For financial institutions, video is probably the most critical component of the security plan. Making that video accessible quickly and easily has allowed PNC to stay ahead of the security curve. In addition to monitoring the access control system, Weslager can monitor video on the corporate network as well.
“We have a little over 500 digital video recorders (DVR) employed enterprise-wide,” says Weslager. “I can sit in my office or be on my laptop on vacation and see all the video in all the branches and all major buildings. So in addition to allowing us to shorten the time for investigation, we can be proactive.
“If we’ve got a bank robbery, within a minute, we are notified by dispatch. Within 60 seconds, our staff is pulling video of the robbery from the DVR. When the police show up, we’re ready to e-mail them the physical descriptions and photographs of the suspects.”
Weslager also has video cameras covering fresh air building intakes, emergency generators and utility connections. By creating a video frame with a simple intelligent video algorithm, a DVR will automatically begin recording and an alarm will be sounded if the frame is broken by movement.
The “virtual command center,” which Weslager uses to respond to robberies, is also employed at Georgia Tech.
“What we have done is changed from a hardened command center to a virtual one,” says Lang. “We are doing that based on our wireless network so that we don’t all have to be in one room.”
The system uses voice-over-IP so that traditional phones or even data banks aren’t necessary — which saves a lot of money. If there is a campus-wide emergency, each of the five area managers — Lang has divided the campus into five security zones — can log onto the system to coordinate what should be done next.
“Originally, all 150 building managers would be communicating directly with the command post,” says Lang. “You can’t have that many people talking at once.” So Lang designated the area managers and created the virtual command center so that if there is a problem at any individual building, or campus-wide, building managers can communicate with the area manager, who in turn communicates with the command post. The hierarchical structure ensures that the virtual command center isn’t flooded with too much chatter at one time.

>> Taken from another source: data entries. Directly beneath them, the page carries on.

PR #535, opened 2025-04-02
Fix: Wait for monitor responsiveness during bootstrap

### LINKED ISSUE #473: Request timeout during cluster bootstrap
As part of the MicroCloud test suite we are deploying single node MicroCeph clusters in a lot of situations to simulate already existing MicroCeph clusters on different nodes.
We do this by running `microceph cluster bootstrap`.

On possibly slow systems we recently saw that firing requests against the `/1.0/configs` API right after `microceph cluster bootstrap` returns might not always succeed and run into a timeout as the context deadline of the respective MicroCeph [GetConfig](https://github.com/canonical/microceph/blob/main/microceph/client/configs.go#L37) client function expires. 
MicroCloud is using this endpoint to retrieve information about MicroCeph required for bootstrapping.

We found that in the pipeline blocking until `microceph status` reports `Services: mds, mgr, mon` will fix it but it looks `microceph cluster bootstrap` could wait a bit longer and return only if the API can respond.

I made the following test and hit the `/1.0/configs` endpoint with requests whilst running `microceph cluster bootstrap` on another terminal:

```bash
# Start this before running the bootstrap
while true; do curl --unix-socket /var/snap/microceph/common/state/control.socket http:/ceph/1.0/configs -X GET -d '{}' -s | awk '{print strftime("%r") " " $1}' | tee -a log; sleep .1; done

# In another terminal
microceph cluster bootstrap
```

See the log here [microceph_bootstrap_monitor.txt](https://github.com/user-attachments/files/17817353/microceph_bootstrap_monitor.txt)
Something interesting (maybe the actual issue) is around 03:08:26 PM. There you see a window of around 2 seconds in which the request didn't receive a response.
The `microceph cluster bootstrap` command was started around this time.
It could be that on slow systems this extends the 5s timeout which is set in the `GetConfig` MicroCeph client func.

sabaini:
# Description

Wait for MON to become active before returning after bootstrapping

Fixes #473 

## Type of change

## How Has This Been Tested?

Updated unit tests

## Contributor's Checklist

Please check that you have:

- [x] added code comments, particularly in hard-to-understand areas.

### DIFF
--- a/microceph/ceph/bootstrap.go
+++ b/microceph/ceph/bootstrap.go
@@ -9,7 +9,9 @@ import (
 	"os"
 	"path/filepath"
 	"strings"
+	"time"
 
+	"github.com/canonical/lxd/shared/logger"
 	"github.com/canonical/microceph/microceph/constants"
 	"github.com/canonical/microceph/microceph/interfaces"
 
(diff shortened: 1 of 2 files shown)


lmlg (approved):
lgtm

PR #670, opened 2022-09-28
Update templates tags to improve the template picker

lolautruche:


templates/django4/.platform.template.yaml
```diff
@@ -29,6 +29,7 @@ info:
   tags:
   - Python
   - Framework
+  - Django
```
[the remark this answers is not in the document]
lolautruche: Yes, similar to Symfony, or other PHP frameworks. This is for the template picker to get the appropriate filters.

templates/typo3/.platform.template.yaml
```diff
@@ -9,6 +9,7 @@ info:
   tags:
   - PHP
   - CMS
+  - Typo3
```
flovntp, line 12: As for Sylius, Typo3 is using Symfony (components only) so i don't know if we need to make SF appears here... 
if yes, it should appears also for Drupal templates, right ?

lolautruche: Ah I wasn't aware of this. Yes, Symfony might appear here as well, but I'm not sure this makes sense (same for Drupal)

lolautruche: Sylius is Symfony full stack, Drupal and Typo3 are not

flovntp: true, so lets forget about all those comments...

chadwcarlson (approved):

Whether working in cyberspace or at a facility itself, most experts say that one of the most important aspects of any security plan is gaining the cooperation of occupants. This means educating occupants on how elements of a facility’s security plan are protecting them and also creating a culture where security is always a priority in the minds of occupants. The goal is for occupants to not only look out for themselves but also keep a wary eye on others, both in terms of suspicious behavior and any fellow occupants who aren’t following existing security protocol.
Weslager says that at PNC’s operations facilities and data centers, both occupants and visitors are required to wear identification above the level of the waist at all times. If management at a facility isn’t enforcing that policy, he says he hears about it from occupants sooner rather than later.

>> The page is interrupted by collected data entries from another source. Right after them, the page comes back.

Issue #692, opened 2022-11-25
Commands require all templates to be loaded


chadwcarlson:
Running `poetry run doit full:drupal9` still loads every template's configuration into doit for that command, even though it isn't run. That causes situations where a single template (i.e. Hugo) has some bug in how it grabs upstream versions, which will cause an unrelated template update to fail.

With a little testing, it looks like we can make the following modification to each doit task to prevent this from happening:

```python
def task_check():
    # Grab the incoming arg, which in this case will be 'check:drupal9', then split it up to filter.
    template_name=sys.argv[1].split(':')[1]
    for project in ALL_PROJECTS:
        if project.name == template_name:
            yield {
                'name': project.name,
                'actions': project.check,
            }
```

“People assume that increased security will be a burden,” says Weslager. “But we’re finding that if we don’t have the level of security that people expect, then they challenge us to do so. And once we have security measures in place, people expect that we maintain them.”
So as good as the technology or security plan is, it is only as good as the people who use and enforce it.
“All of these issues can’t be done unless you have people being aware of their surroundings,” says Lang. “There’s a lot that goes into a security package. You can’t just say ‘I’ve got this new system’ and expect it to be foolproof.”